- [Your goal] Return each of the entries below precisely as it appears.

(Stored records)

PR #306, opened 2019-01-28
Change the way we do fullscreen

derfian:
Based on work from @uglym8 on #289.

This implements support for fullscreen through Extended Window Manager Hints (EWMH).

### DIFF
--- a/xwin.c
+++ b/xwin.c
@@ -86,6 +86,8 @@ static int g_x_socket;
 static Screen *g_screen;
 Window g_wnd;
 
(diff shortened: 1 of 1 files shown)


derfian:
Looks great!

I was curious if we still need to recreate the X11 window on toggling fullscreen if we use this `_NET_WM_STATE_FULLSCREEN` property, but after glancing at the code I was quickly reminded of how much of a mess xwin.c really is, so I'm happy with this.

- [Solution for this task]
PR #306, opened 2019-01-28
Change the way we do fullscreen

derfian:
Based on work from @uglym8 on #289.

This implements support for fullscreen through Extended Window Manager Hints (EWMH).

### DIFF
--- a/xwin.c
+++ b/xwin.c
@@ -86,6 +86,8 @@ static int g_x_socket;
 static Screen *g_screen;
 Window g_wnd;
 
(diff shortened: 1 of 1 files shown)


derfian:
Looks great!

I was curious if we still need to recreate the X11 window on toggling fullscreen if we use this `_NET_WM_STATE_FULLSCREEN` property, but after glancing at the code I was quickly reminded of how much of a mess xwin.c really is, so I'm happy with this.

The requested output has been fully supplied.